L’approche quantitative du dégraissant que nous menons a pour objectif d'exploiter plus complètement les potentialités heuristiques de ce constituant systématiquement présent. Si l'on s'intéresse couramment au choix du matériau employé, la question du comportement du potier vis-à-vis du dégraissant du point de vue quantitatif n'est que très rarement abordée. Or, différents travaux montrent que le dégraissant peut être porteur d'indications de portée technologique et paléo-ethnologique. Outre les travaux menés sur du matériel archéologique, des exemples ethnologiques fournissent des indices sur le champ des possibles en matière d'actions orientées sur les modalités quantitatives du dégraissant selon le type de vase (taille et forme) ou la partie du vase (bord, panse, fond) par exemple. A travers ces études, ces caractères apparaissent comme l'expression d'une " intervention lucide " (selon le terme d’André Leroi-Gourhan) dans le déroulement de la chaîne opératoire. De la même manière que la nature de certains composants (l'os notamment) a pu être interprétée comme un marqueur d'appartenance à un groupe, l'observation diachronique des caractéristiques quantitatives permet également de poser la question de comportements d'ordre chrono-culturel. Le contexte considéré est le Néolithique final en Provence occidentale pour lequel trois groupes majeurs sont actuellement reconnus : le Couronnien, le groupe Rhône-Ouvèze et le groupe du Fraischamp. Afin d'élargir notre perception des liens trans-culturels, nous avons décidé d'étendre nos examens à des séries chasséennes.
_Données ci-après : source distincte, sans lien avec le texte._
PR #1732, opened 2026-08-18
HNT-2939: add circuit breaker to corpus recommendations fetches

jpetto:
## References

JIRA: [HNT-2939](https://mozilla-hub.atlassian.net/browse/HNT-2939)

## Description

the overall intent of this PR is to reduce corpus load/down time during a merino deploy, which doubles the k8s pod count, which can overwhelm the corpus with requests. importantly, the intent is _not_ to reduce the number of errors reported - the circuitbreaker decorator will continue to raise, just without a corpus API call.

this PR makes two notable changes:

1. adds a circuitbreaker decorator to the sections backend `fetch` method.

the circuitbreaker decorator sits between the retry decorator and the stale while revalidate decorator. the intention is to stop attempting to hit the corpus while the circuitbreaker is open, which will happen after one round of retries (currently scoped at 3) fails.

the circuitbreaker must raise, as any other return value will be cached by the stale while revalidate decorator.

2. stops retrying `fetch` failures on the sections backend `fetch` method if a `ValueError` raises

a `ValueError` while processing the results of the `fetch` call (e.g. parsing JSON) should not be retried, as there is very little chance a retry will help anything. a `ValueError` would be better raised immediately rather than making 2 more requests against the corpus.

## Testing

...or the lack thereof.

due to the stale while revalidate decorator, testing the circuitbreaker end to end is challenging. the ideal imo is to test the interplay of the decorators, but the combined complexity makes this onerous - retries must fail and the circuitbreaker must open and the SWR cache must handle both cold start and warmed scenarios. testing is also error prone due to the SWR decorator implementation, which kicks off async API requests that are specifically _not_ awaited (making timing/call counts flaky).

the circuitbreaker itself is basic in its configuration and functionality - i'm not sure any test directly against the circuitbreaker would do more than verify the python circuitbreaker package works.

while i don't feel great having _no_ tests here, i am hard pressed to come up with a testing scenario that is both meaningful and predictable given the implementation of the SWR decorator. i'm open to ideas.

### Update

had the claude robot take a swing at adding tests, and it did a good job of finding ways to verify the circuit breaker directly (using the circuitbreaker package API) in addition to testing HTTP call counts. cleaner than modeling after other approaches/patterns. (though i did clean up some of the implementation.)

## PR Review Checklist

┆Issue is synchronized with this [Jira Task](https://mozilla-hub.atlassian.net/browse/MC-2533)

[HNT-2939]: https://mozilla-hub.atlassian.net/browse/HNT-2939?atlOrigin=eyJpIjoiNWRkNTljNzYxNjVmNDY3MDlhMDU5Y2ZhYzA5YTRkZjUiLCJwIjoiZ2l0aHViLWNvbS1KU1cifQ

### DIFF
--- a/merino/curated_recommendations/corpus_backends/caching.py
+++ b/merino/curated_recommendations/corpus_backends/caching.py
@@ -165,11 +165,6 @@ async def _get_or_update_cache(
         cache_obj[key] = entry
 
         async with entry.lock:
-            if datetime.now() < entry.expiration and entry.value is not None:
-                # The entry is specifically given a value of None above - so
-                # will this return ever happen? Can we drop this if block?
-                return entry.value
-
             return await _fetch_and_store(func, entry, args, kwargs, wait_expiration)
 
 
--- a/merino/curated_recommendations/corpus_backends/caching.py
+++ b/merino/curated_recommendations/corpus_backends/caching.py
@@ -125,6 +125,12 @@ async def _get_or_update_cache(
     if key in cache_obj:
         entry = cache_obj[key]
         if datetime.now() > entry.expiration and not entry.lock.locked():
+            # If the cache has expired, kick off an async task to update it and
+            # try to return the stale value while the update is in progress.
+            # This is the "stale while revalidate" part.
+            #
+            # If the current cache entry has a value of None (e.g. on a cold
+            # start error), BackendError is raised.
             task = asyncio.create_task(
                 _update_cache(func, key, args, kwargs, wait_expiration, cache_obj)
             )
@@ -142,15 +148,28 @@ async def _get_or_update_cache(
                     # This line is reached if the background task successfully updated the cache.
                     return entry.value  # type: ignore[unreachable]
                 else:
-                    # This line is reached if the update failed, and there was no stale value.
+                    # This line is reached if the update failed OR if the update
+                    # is still in progress, and there was no stale value.
+                    #
+                    # In the case of a cold start with an initial failure (as
+                    # seen during merino deploys, which double pod count), the
+                    # cache key will exist with a value of None (see the `else`
+                    # block below). Subsequent calls to _update_cache (line 132
+                    # above) spawn a background task which is specifically
+                    # *not* awaited. While this background task executes, an
+                    # error will continue to be raised here.
                     raise BackendError(f"Failed to obtain value for {key}")
     else:
         # This is the first request for this cache key, so an entry must be created.
         entry = CacheEntry(value=None, expiration=datetime.min, lock=asyncio.Lock())
         cache_obj[key] = entry
+
         async with entry.lock:
             if datetime.now() < entry.expiration and entry.value is not None:
+                # The entry is specifically given a value of None above - so
+                # will this return ever happen? Can we drop this if block?
                 return entry.value
+
             return await _fetch_and_store(func, entry, args, kwargs, wait_expiration)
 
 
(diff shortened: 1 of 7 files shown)


merino/curated_recommendations/corpus_backends/circuitbreaker.py
```diff
@@ -0,0 +1,54 @@
...
+
+class CuratedRecommendationsCircuitBreaker(CircuitBreaker):
+    """Circuit breaker for the Curated Recommendations backends.
+
+    this circuit breaker is intended to avoid a thundering herd problem
+    when merino deploys - which doubles the pod count, all of which exist
+    in a cold-start/empty cache state.
+
+    this decorator sits between two other decorators on the `fetch` functions
+    of any corpus backend (sections and scheduled surfaces, currently). the
```
mmiermans, line 29: It's not yet added to scheduled_surface_backend.py.

merino/curated_recommendations/corpus_backends/caching.py
```diff
@@ -142,15 +148,28 @@ async def _get_or_update_cache(
...
         # This is the first request for this cache key, so an entry must be created.
         entry = CacheEntry(value=None, expiration=datetime.min, lock=asyncio.Lock())
         cache_obj[key] = entry
+
         async with entry.lock:
             if datetime.now() < entry.expiration and entry.value is not None:
+                # The entry is specifically given a value of None above - so
+                # will this return ever happen? Can we drop this if block?
                 return entry.value
+
```
mmiermans:
```suggestion
```
Good catch. This can be removed because there's no suspension between `_get_or_update_cache` being called and this condition; in particular `async with entry.lock` does not suspend.

mmiermans (commented):
Nice work! Overall looks good to me.

merino/curated_recommendations/corpus_backends/circuitbreaker.py
jpetto: ah yes - wanted to get the pattern sorted on sections (which is the heavier call) to keep PR small. once this merges i'll file a follow up to add it to the scheduled surface backend.

tests/integration/api/v1/curated_recommendations/corpus_backends/test_sections_backend.py
```diff
@@ -218,3 +284,157 @@ async def test_fetch_schedules_spindle_refresh(
...
+    ):
+        """The fallback must raise so @stale_while_revalidate can serve stale data."""
+        caplog.set_level(logging.ERROR)
+        backend = make_sections_backend(sections_http_client)
+        fresh = await backend.fetch(SurfaceId.NEW_TAB_EN_US)
+        assert sections_http_client.post.call_count == 1
+
+        # Expire the cached value, then open the breaker.
+        for entry in backend._cache.values():
+            entry.expiration = datetime.min
```
mmiermans: It's not ideal to tie a test to the internal implementation of the backend, but I'm assuming that this was done because advancing time proved too difficult? I think it's acceptable if the alternative is too complex or messy.

tests/integration/api/v1/curated_recommendations/corpus_backends/test_sections_backend.py
```diff
@@ -218,3 +284,157 @@ async def test_fetch_schedules_spindle_refresh(
...
+        sections_http_client: AsyncMock,
+        fixture_request_data,
+        sections_circuit_breaker,
+    ):
+        """After the recovery timeout the breaker half-opens, then closes on a good fetch."""
+        await trip_breaker(make_sections_backend, fixture_request_data)
+        assert sections_circuit_breaker.opened
+
+        # circuitbreaker measures the recovery window with time.monotonic().
+        mocker.patch("circuitbreaker.monotonic", return_value=monotonic() + RECOVERY_TIMEOUT + 1)
```
mmiermans: This ties the test to an internal implementation of a third party, which makes the test slightly more fragile and harder to read (although the comment helps).

Could you try to convert this to a freezegun approach? Claude says it got it to work using `tick()`:
```python
with freezegun.freeze_time("2026-08-18", tick=True) as freezer:
    await trip_breaker(make_sections_backend, fixture_request_data)
    assert sections_circuit_breaker.opened

    freezer.tick(RECOVERY_TIMEOUT + 1)
    assert sections_circuit_breaker.state == STATE_HALF_OPEN
    ...
```

jpetto: hmm, claude told me freezegun wouldn't work. can always ask the robot again!

tests/integration/api/v1/curated_recommendations/corpus_backends/test_sections_backend.py
jpetto: yeah, i can see if we can advance time to expire the cache (instead of overriding the expiration time as is done currently)

tests/integration/api/v1/curated_recommendations/corpus_backends/test_sections_backend.py
jpetto: just to add some detail here - the above wouldn't pass for me, but did for claude. i increased the timeout (`+ 5` instead of `+ 1`), which got it passing for me.

mmiermans (approved):

PR #1733, opened 2026-08-18
fix(wikipedia): add successful search count metric

kschelonka:
## References

JIRA: [DISCO-4430]

## Description
Add successful search count so the % requests resulting in error can be derived. This was already implemented for sports.

## PR Review Checklist

┆Issue is synchronized with this [Jira Task](https://mozilla-hub.atlassian.net/browse/MC-2534)

[DISCO-4430]: https://mozilla-hub.atlassian.net/browse/DISCO-4430?atlOrigin=eyJpIjoiNWRkNTljNzYxNjVmNDY3MDlhMDU5Y2ZhYzA5YTRkZjUiLCJwIjoiZ2l0aHViLWNvbS1KU1cifQ

### DIFF
--- a/merino/providers/suggest/wikipedia/backends/elastic.py
+++ b/merino/providers/suggest/wikipedia/backends/elastic.py
@@ -110,7 +110,9 @@ class ElasticBackend:
             raise BackendError(
                 f"Failed to search from Elasticsearch for {language_code}: {e}"
             ) from e
-
+        self._metrics_client.increment(
+            f"{ES_SEARCH_METRIC_NAME}.count", tags={"index": index_id}
+        )
         if "suggest" in res:
             return [
                 self.build_article(q, doc, language_code)
--- a/merino/providers/suggest/wikipedia/backends/elastic.py
+++ b/merino/providers/suggest/wikipedia/backends/elastic.py
@@ -86,9 +86,7 @@ class ElasticBackend:
             }
         }
 
-        # Add this if wikipedia gets more than one index; for now it's covered by the provider
-        # search count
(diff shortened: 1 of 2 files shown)


merino/providers/suggest/wikipedia/backends/elastic.py
```diff
@@ -110,7 +110,9 @@ async def search(self, q: str, language_code: str) -> list[dict[str, Any]]:
             raise BackendError(
                 f"Failed to search from Elasticsearch for {language_code}: {e}"
             ) from e
-
+        self._metrics_client.increment(
```
ncloudioj: This would only record the happy path. I see another one commented out on line 91, maybe re-enable that.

Cette étude quantitative du dégraissant est réalisée à partir d’une adaptation de l’analyse d'images. Cet outil, qui couple optique et informatique, fournit des mesures systématiques adaptées à l’étude de granulométries. Selon les objectifs visés, le traitement des données est ensuite réalisé à l’aide de graphiques de dispersion et de deux méthodes d'analyse multivariée : l’analyse en composante principale (ACP) et l’analyse factorielle discriminante (AFD).

La confrontation des résultats de nos mesures aux paramètres typo-technologiques semble indiquer une multiplicité d'options indifférentes à ce que l'on considère comme des contraintes techniques (minéralogie, épaisseur des tessons). Les observations confirment que, dans une approche plus globalisante, cette variabilité s'inscrit sans doute dans des limites que l'on peut rapprocher de la notion d'identité culturelle. Les différences constatées entre les groupes culturels concernés par l'étude sont en effet assez clairement marquées. Aux quatre ensembles étudiés correspondent quatre situations que l'on se propose d'interpréter comme les résultats de pratiques culturelles distinctes. Parallèlement une continuité technique se fait jour tout au long de la succession chrono-culturelle envisagée.